(TASK) From the first line to the last, retype the listing without any alteration.

(DATA SHOWN)
PR #566, opened 2023-07-13
Backport recursion fix to 9.x

apoelstra:
Backport of #546. It looks like we only backported this to 7.x, not to 9.x or 8.x.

(TASK ANSWER)
PR #566, opened 2023-07-13
Backport recursion fix to 9.x

apoelstra:
Backport of #546. It looks like we only backported this to 7.x, not to 9.x or 8.x.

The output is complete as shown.